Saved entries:
PR #322, opened 2023-03-29
Fix compilation bug in toolchain >= 1.70.0

### LINKED ISSUE #320: Compilation in setuptools_rust fails with `1.70.0-nightly` toolchain

yasuo-ozu:
Fix #320

Please see the discussion in https://github.com/PyO3/setuptools-rust/pull/321

### DIFF
--- a/CHANGELOG.md
+++ b/CHANGELOG.md
@@ -4,6 +4,7 @@
 ### Fixed
 - Fix a bug where rebuilding the library would cause any running processes using it to segfault. [#295](https://github.com/PyO3/setuptools-rust/pull/295)
 - Fix `setup.cfg` format for compatibility with "poetry==1.4.0". [#319](https://github.com/PyO3/setuptools-rust/pull/319)
+- Fix to use `--crate-type` option of cargo if "toolchain >= 1.64". [#322](https://github.com/PyO3/setuptools-rust/pull/322)
 
 ## 1.5.2 (2022-09-19)
 ### Fixed
--- a/setuptools_rust/build.py
+++ b/setuptools_rust/build.py
@@ -212,7 +212,7 @@ class build_rust(RustCommand):
             ):
                 rustc_args.extend(["-C", f"link-args=-sSIDE_MODULE=2 -sWASM_BIGINT"])
 
-            if is_toolchain_1_70_or_later:
+            if is_toolchain_1_70_or_later and "--crate-type" not in cargo_args:
                 cargo_args.extend(["--crate-type", "cdylib"])
 
             command = [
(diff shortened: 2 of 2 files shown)


yasuo-ozu:
I think the mypy error is occured out of my code, but I don't know why it fails while the `main` branch is passed.

davidhewitt:
Are you sure this is an intentional change? I don't see it mentioned in https://github.com/rust-lang/cargo/blob/master/CHANGELOG.md

yasuo-ozu:
Actually I cannot figure out which change on rustc break the compatibility.
(it occurs between ff4b772 ... 8a73f50)

Recently --crate-type option is implemented in cargo, so I think it is safer to use --crate-type option on cargo.

yasuo-ozu:
@davidhewitt I think the mypy error is not related on this PR, so is it good for you to fix it in the same branch?

davidhewitt:
Yes, I can fix the mypy error separately.

Argument for using cargo options seems reasonable to me. It looks like `--crate-type` was added in cargo 1.64, so can you please rework this PR to use the new options for 1.64 or later?

We can then document this in the CHANGELOG as "changed" rather than "fixed".

yasuo-ozu:
Thanks a lot. I fixed the version and modified CHANGELOG.
Could you please release it after it is merged?

davidhewitt (approved):
Thanks - I'll try to tidy things up on `main` with a view to releasing tomorrow.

• Task statement:
Whenever a line of the data includes "main", copy that line.

• Answer below:
I think the mypy error is occured out of my code, but I don't know why it fails while the `main` branch is passed.
Thanks - I'll try to tidy things up on `main` with a view to releasing tomorrow.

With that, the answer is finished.